# Feeding rabbit clover hay



## ElWray (Nov 25, 2009)

A friend of mine has a farm, and can get me a bail of clover hay for $4. Would that be alright as a normal part of his diet? (hay, and timothy pellets)


----------



## Maureen Las (Nov 25, 2009)

You could give a small amount of clover but it would need to be a treat. i woudn't give my bun a lot of clover..too rich in calciumand gas producing 
Some other members may feed clover regularly ..wait and see


----------



## jamesedwardwaller (Nov 26, 2009)

*angieluv wrote: *


> You could give a small amount of clover but it would need to be a treat. i woudn't give my bun a lot of clover..too rich in calciumand gas producing
> Some other members may feed clover regularly ..wait and see


this is my opinion of alfalfa also,,only as a treat,,i know there are those who totally disagree in a big way,,please continue the thread,,,also ask yourself what is common for both clover and alfalfa...??..sincerely james waller:wave:


----------



## Orchid (Nov 26, 2009)

*james waller wrote: *


> *angieluv wrote: *
> 
> 
> > You could give a small amount of clover but it would need to be a treat. i woudn't give my bun a lot of clover..too rich in calciumand gas producing
> ...



That would be the calcium issue James...


----------



## jamesedwardwaller (Nov 26, 2009)

*Orchid wrote: *


> *james waller wrote: *
> 
> 
> > *angieluv wrote: *
> ...


is it possible that a herbivore,s main staple should-not- be either one,,??and why??-sincerely james waller:wave:


----------



## Orchid (Nov 26, 2009)

*james waller wrote: *


> *Orchid wrote: *
> 
> 
> > *james waller wrote: *
> ...



I do not think this is the apporpreate post/thread for these kind of questions and think we should redirect our thoughts to the orginal question.
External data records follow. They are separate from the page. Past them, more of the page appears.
PR #267, opened 2019-06-04
Issue 1959: translate previews and sharing

Niicck:
Surprisingly big issue, I'd love to have ya'll thoughts on this. If we like this pattern, we can use it going forward.

Ref: https://github.com/cityofaustin/techstack/issues/1959
To QA: run it locally. See if you can do a "Mobile Preview", "Preview", and "Share" in Spanish.

Bonus changes:
- gunicorn reloads, so you can see python changes without restarting your container
- node-sass re-compiling happens automatically in the assets docker container
- the big one: we now have any easy way to move django objects into javascript

From edit.html:
```
<script>
      // Load this before render_bundle to use django vars inside javascript
      var previewUrlData = {};
      try {
        // get python dictionary into valid JSON format
        previewUrlData=JSON.parse("{{page.preview_url_data|escapejs}}".replace(/\'/g, '\"'));
      } catch (e) {}
      var djangoData = {
        previewUrlData: previewUrlData,
        fallBackPreviewUrl: "{{ page.fallback_preview_url }}",
        styleGuideUrl: "{{ style_guide_url }}"
      }
    </script>
    {% render_bundle 'editor' %}
```

There are a couple benefits to this approach rather than saving values in hidden <div> tags. One, explicit javascript variables become the source of truth for values, which makes variable management easier to follow and manipulate. Two, we can pass entire JSON objects from django models/views besides strings. Three, variable declaration can be done in one place in the django template, which makes it easier to find stuff and know what you can work with.

We also now have a "state" object in editor.js to group together dynamically changes variables. Naturally, it's not as robust as react and can't do automatic component re-renders or whatever. But it's something! This issue has been fun. I kind of understand better why react was made.

I think these changes could go a long way to making django behave more like a web app. Which we'll need more of as our feature requests start asking for more dynamic stuff.

### DIFF
--- a/app.Dockerfile
+++ b/app.Dockerfile
@@ -10,11 +10,6 @@ RUN echo 'deb http://apt.postgresql.org/pub/repos/apt/ stretch-pgdg main' >  /et
     && curl -s https://www.postgresql.org/media/keys/ACCC4CF8.asc | apt-key add - \
     && apt-get update && apt-get install -y postgresql-client
 
-# Install nodejs dependencies
-RUN curl -sL https://deb.nodesource.com/setup_10.x | bash -
-RUN apt-get update; apt-get -y install nodejs
-RUN npm install --global yarn
-
 # Set Environment Variables
 ENV PYTHONUNBUFFERED=1
 ENV WEB_CONCURRENCY=4
@@ -50,6 +45,11 @@ CMD ["gunicorn", "joplin.wsgi:application", "--pythonpath", "/app/joplin", "--re
 # joplin-base => joplin-deployed
 
 FROM joplin-base as joplin-deployed
+
+# Install nodejs dependencies
+RUN curl -sL https://deb.nodesource.com/setup_10.x | bash -
+RUN apt-get update; apt-get -y install nodejs
+RUN npm install --global yarn
 
 # Build nodejs dependencies for deployed builds
 WORKDIR /app/joplin
--- a/app.Dockerfile
+++ b/app.Dockerfile
@@ -35,7 +35,7 @@ ENV DEPLOYMENT_MODE "LOCAL"
 # Run Migrations
 ENTRYPOINT ["./docker-entrypoint.sh"]
 # Start the Joplin server
-CMD ["gunicorn", "joplin.wsgi:application", "--pythonpath", "/app/joplin"]
+CMD ["gunicorn", "joplin.wsgi:application", "--pythonpath", "/app/joplin", "--reload"]
 
 ########################################################
 # joplin-base => joplin-deployed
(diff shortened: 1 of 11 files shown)


joplin/templates/wagtailadmin/shared/sidebar-preview.html
```diff
@@ -1,19 +1,17 @@
...
-                    href="{{ page.janis_preview_url }}" 
-                {% else %}
-                    {# TODO: When we are creating a page (as opposed to editing), we do not yet have a saved revision so what do we show in the mobile preview? #}
-                    href="https://alpha.austin.gov" 
-                {% endif %}
-                target="sidebar-iframe"
+            <a id="mobile-preview-sidebar-button" class="coa-sidebar-button js-toggle-active-panel"
+              {# Placeholder that will be overwritten by changeLanguage() in editor.js #}
+              {# When editing an existing page, there will be a mobile preview #}
+              {# However, there will not be a mobile preview yet for a new page #}
```
briaguya: I don't think we actually have "new" pages in the sense wagtail thinks of them. Our create content modal adds some basic data to a page and then saves it before redirecting to a "edit" page screen

app.Dockerfile
```diff
@@ -10,17 +10,26 @@ RUN echo 'deb http://apt.postgresql.org/pub/repos/apt/ stretch-pgdg main' >  /et
     && curl -s https://www.postgresql.org/media/keys/ACCC4CF8.asc | apt-key add - \
     && apt-get update && apt-get install -y postgresql-client
 
-COPY deploy/requirements.txt /deploy/requirements.txt
-RUN pip install --no-cache-dir --disable-pip-version-check --requirement /deploy/requirements.txt
+# Install nodejs dependencies
+RUN curl -sL https://deb.nodesource.com/setup_10.x | bash -
```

Hopefully we can find some answers for ElWray...



ElWray...I went to the HRS site and found these few thing for you..

http://www.rabbit.org/care/veggies.html

Select at least three kinds of vegetables daily. A variety is necessary in order to obtain the necessary nutrients, with one each day that contains Vitamin A, indicated by an *. Add one vegetable to the diet at a time. Eliminate if it causes soft stools or diarrhea. 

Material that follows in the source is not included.